By Marc Abbey and Brooke Ybarra
First Annapolis Consulting
Editor's Note: This article was originally published in the March 2016 edition of First Annapolis Consulting's Navigator. Copyright © 2016 by First Annapolis; reprinted with permission.
Square has been a controversial player in the merchant acquiring business since its launch, a player that has attracted much criticism from more traditional acquirers. Though some of this skepticism is well founded, much is not, and the acquiring industry should not fail to absorb the strategic lessons that Square's rise has made evident.
The critique of Square by its competitors has been frequent and wide ranging and has tended to focus around its targeting of micro-merchants and its operating losses. Square's recent IPO price failed to meet expectations initially, and many observers in the acquiring industry felt this outcome was somewhat validating of what they see as shortcomings in the Square model. The jury is still out as to the validity or relevance of competitors' criticisms, but focusing only on the fragilities of the Square model misses critical, larger points.
It should be said that Square's share price is up nearly 25 percent since the public offering (as of this writing, the second week of March), and the company has a public valuation of almost $3.5 billion. The company's volume grew 50 percent over the past year to nearly $36 billion, and its revenue, adjusting for Starbucks, grew 64 percent. Thirty-nine percent of its volume is now from merchants with annual volume greater than $125,000 per year (see Figure 1).

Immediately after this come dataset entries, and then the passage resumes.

PR #282, opened 2024-05-24
Add a composefs Rust crate

cgwalters:
Right now this includes just a parser/generator for dump files, which is helpful for e.g. a flow like taking a tarball, parsing it in Rust, and then serializing the entry to a composefs dumpfile line.

I'd like to add more opinionated and advanced functionality related to composefs implemented in this crate - *especially* integration with containers/OCI.  My thought is that in the short term we can publish this crate without having the core
C code depend on it.

I plan to use this crate in bootc.

However, more medium term, it may make sense to offer a CLI tool from this crate, in which case there will be some tension with the CLI tools that happen to be implemented in C, as commonly people would

### DIFF
--- a/rust/src/dumpfile.rs
+++ b/rust/src/dumpfile.rs
@@ -1,0 +1,446 @@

The company is projecting 2016 as its breakeven year, and some equity analysts project a mid-year turning point in earnings. In private research First Annapolis has completed or has seen from other research companies and consulting firms, Square consistently scores highly favorable relative to traditional acquirers on customer satisfaction, likelihood to recommend, likelihood to "renew," and similar measures. Square reported a net promoter score of 70 on its recent earnings call. Acquirers should not disregard this sort of performance lightly.
In a sense, Square has taken competitive concepts that are commonplace in other industries and applied them to the acquiring business freshly. We see four enduring lessons:
Much of the advertising that exists in acquiring is targeted to the sales channel, for example the merchant level salesperson or the software developer and dealer, rather than to the end-user, the merchant. For most acquirers, advertising is simply not a factor in their sales and marketing dynamics. For Square, on the other hand, developing a recognizable brand through advertising is likely a core contributor to its sales performance. Fifty percent of Square's leads result from merchants contacting the company directly without any form of outbound sales.
The Square Capital product itself was a rather late-to-market cash advance product. We'd argue much more than the product, per se, the business processes Square has used to originate such loans resulted in the company originating $400 million in 2015, just a little over two years after launching the product. Square has introduced an offering called Instant Deposit in which it will settle a transaction to a merchant in near real time using original credit transactions to a card, for a 100 basis point fee. 58,000 merchants used this service in the last five months of 2015. It is the business process and not original credit transactions, per se, that is the innovation in this case. Though product lifecycles have proven relatively narrow, the lifecycles of Square's business process-based competitive advantages have been longer lived.
Square built a brand which is generally highly recognized and associated with very favorable attributes, in the research First Annapolis has completed and seen from others. Square built this brand rapidly and with a media savvy that we tend not to associate with acquirers, and make no mistake, it is a competitive weapon.
Our purpose, with these observations, is not to portray Square as a company all others should emulate, and time will tell how Square's strengths balance its vulnerabilities. Rather, our purpose is to point out that defining strategy and competition in acquiring in traditional ways has a risk that we think Square has made apparent by competing in ways that acquirers have not.